We could conclude that strncpy is safer exactly because of this assistance in checking buffer lengths, but even such conclusion would be too optimistic. Just protecting the buffer from overrun is not enough to declare that the program is safe - the program cannot just keep running with incorrect data and incorrect data is what we have when the strings are altered by truncation when not intended. Consider for example a post-office application that uses strncpy for copying addresses and where the destination address gets truncated somewhere at the end due to buffer limitations - this is not an acceptable outcome. Interestingly, the subject of incorrect information is rarely mentioned in books and articles that recommend to use strncpy.

Proper use of strncpy requires some scaffolding and the example code might be:

strncpy(target_buffer, source_string, target_buffer_length);
target_buffer[target_buffer_length - 1] = '\0';

if (strcmp(target_buffer, source_string) != 0)
{
    /* oops, the string was not copied correctly */
    /* do something with it...                   */
}

In the above example, the program verifies if the string was properly copied by comparing the result with the original. If they are different, then the string was truncated.

Is the above safe? It works, but it is error-prone. There is nothing that actually forces the programmer to verify that the copy was correct and it is very tempting not to do it. For a proof of how this temptation is widespread, see almost any article devoted to strncpy, for example this one from US-CERT.

Another potential problem with the above is that it detects the incorrect copy after it occurred, whereas a more plausible solution would be to prevent it in the first place. The difference is in how easy it is to organize proper error recovery or transaction-like behavior. If the string is not copied properly, then the above example will detect it after the target buffer was modified, losing whatever was there before. There is no way to recover the old information and even more code would be need to preserve the old buffer content for later recovery. This is not a problem if the target buffer is short-lived and not needed in case of error, but it might be as well a reusable buffer that is supposed to be modified either successfully or not at all.

A more plausible solution is to prevent problems instead of detecting them after the fact, and the following is an example of this approach:

if (strlen(source_string) < target_buffer_length)
{
    strncpy(target_buffer, source_string, target_buffer_length);
    /* ... */
}
else
{
    /* oops, the string cannot be copied correctly */
    /* do something with it...                     */
}

The above example prevents problems by checking if the operation can be executed properly and if not, it does not even attempt to do it.

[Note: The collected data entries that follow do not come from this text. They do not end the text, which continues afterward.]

PR #1077, opened 2024-01-10
kafka: make the kafka group-id configurable;

netsi:


pkg/kafka/consumer/settings.go
```diff
@@ -13,10 +13,12 @@ type Settings struct {
...
 
-	Topic string `cfg:"topic" validate:"required"`
-	// FQTopic is the fully-qualified topic name (with prefixes).
-	FQTopic      string
-	GroupID      string
+	Topic   string `cfg:"topic" validate:"required"`
+	GroupID string `cfg:"group_id"`
+	// FQTopic is the fully-qualified topic name (with prefix).
+	FQTopic string
+	// FQTopic is the fully-qualified group id (with prefix).
```
j4k4, line 20: In the comment it should be FQGroupID?

pkg/kafka/consumer/reader.go
```diff
@@ -44,7 +44,7 @@ func NewReader(
 
 		// Topic.
 		Topic:                 conf.FQTopic,
-		GroupID:               conf.GroupID,
+		GroupID:               conf.FQGroupID,
```
j4k4, line 47: I would like to rename the conf variable to settings, as we usually name it settings.

pkg/kafka/consumer/reader_test.go
```diff
@@ -14,9 +14,9 @@ import (
 var (
 	readerDialer = &kafka.Dialer{ClientID: "my-client"}
 	readerConf   = (&consumer.Settings{
```
j4k4, line 16: same here  
I know it's nitpicking but just for the consistency.. :)

j4k4 (changes requested):

pkg/kafka/consumer/reader_test.go
netsi: it makes sense

netsi:
@j4k4 I noticed that recently there was a change on the naming strategies, you think we need to adapt it also here?

netsi:
> > @j4k4 I noticed that recently there was a change on the naming strategies, you think we need to adapt it also here?
> 
> Yes, we tend to not use these naming strategies anymore which had to be done in code. Since around v0.8.0 we provide patterns via config. With this it's getting a lot easier to change the naming e.g. via env variables.. You can get an idea of this in `gosoline/pkg/cloud/aws/sqs/naming.go`. Would make sense to adjust it accordingly.. 👍

Adapted the naming strategy part to use the configs instead of code.

the config will be as such

```
kafka:
  naming:
    topic_pattern: "{env}-{topicId}"
    group_pattern: "{env}-{app}-{groupId}"
```

The default values were chosen in such a way to maintain compatibility, additionally the groupId naming still supports the legacy naming strategy where if the groupId is not configured it will simply return the `app` name, maybe I could also specify here a pattern instead

j4k4:
Looks fine for me for now.  
If you want, you could squash it and I will merge it afterwards.

j4k4 (approved):

netsi:
> Looks fine for me for now. If you want, you could squash it and I will merge it afterwards.

thank you, I squashed the commits, so you can merge when you'll get time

The advantage of this approach is that the original content of the target buffer is not modified, which makes it much more easy to organize proper error recovery - there is nothing to recover, actually.

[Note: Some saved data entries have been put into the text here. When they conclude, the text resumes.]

PR #1088, opened 2024-02-23
test: component repository and image tags are configurable now

j4k4:
## Configuration
Test components are docker container like wiremock or localstack which support you in your integration tests to mock
your applications infrastructure.

#### image configuration
The used image for a component can be configured on a global and on a per component level. The following configuration
snipped shows a config for two wiremock components. **mockA** gets the image configuration from the global level which is
configured via the key `test.defaults.images.wiremock` and **mockB** has local configuration. With this, **mockA** gets
tag `3.4.0` and **mockB** gets `3.3.0`.

```yaml
test:
  defaults:
    images:
      wiremock:
        repository: wiremock/wiremock
        tag: 3.4.0
  components:
    wiremock:
      mockA:
        expire_after: 5m
      mockB:
        image:
          repository: wiremock/wiremock
          tag: 3.3.0
        expire_after: 5m
```

### DIFF
--- a/pkg/test/env/config.default.yml
+++ b/pkg/test/env/config.default.yml
@@ -1,0 +1,21 @@
+test:
+  defaults:
+    images:
+      ddb:
+        repository: "amazon/dynamodb-local"
+        tag: "2.2.1"
+      localstack:
+        repository: "localstack/localstack"
+        tag: "3.1"
+      mysql:
+        repository: "mysql/mysql-server"
+        tag: "8.0"
+      redis:
+        repository: "redis"
+        tag: "7-alpine"
+      s3:
+        repository: "minio/minio"
+        tag: "RELEASE.2024-02-17T01-15-57Z"
+      wiremock:
+        repository: "wiremock/wiremock"
+        tag: "3.4.1"
--- a/pkg/test/env/environment.go
+++ b/pkg/test/env/environment.go
@@ -2,6 +2,7 @@ package env
 
 import (
 	"context"
+	_ "embed"
 	"fmt"
 	"testing"
 	"time"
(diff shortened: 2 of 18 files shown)


pkg/test/env/config.default.yml
```diff
@@ -0,0 +1,21 @@
...
+        tag: "8.0"
+      redis:
+        repository: "redis"
+        tag: "7-alpine"
+      s3:
+        repository: "minio/minio"
+        tag: "RELEASE.2023-03-09T23-16-13Z"
+      wiremock:
+        repository: "wiremock/wiremock"
+        tag: "3.3.1-alpine"
```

What is the most interesting, however, is that in the above code there is no benefit from using strncpy at all. The old good strcpy would do as well, which would be actually shorter and would not have to repeat the target_buffer_length name:

if (strlen(source_string) < target_buffer_length)
{
    strcpy(target_buffer, source_string);
    /* ... */
}
else
{
    /* oops, the string cannot be copied correctly */
    /* do something with it...                     */
}

Contrary to popular beliefs, the above version is better than any version with strncpy, because not only it protects the target buffer from overrun, but it also prevents incorrect information from being created and it does it in a compact form.

Does it mean that strncpy is useless? No. It still has its place in the library, but the only motivation for using it is when the truncation is intended - for example to provide fixed-length roots for hash functions or for indexing or for partial display in length-limited fields or ...

Interestingly, this motivation has nothing to do with safety and security.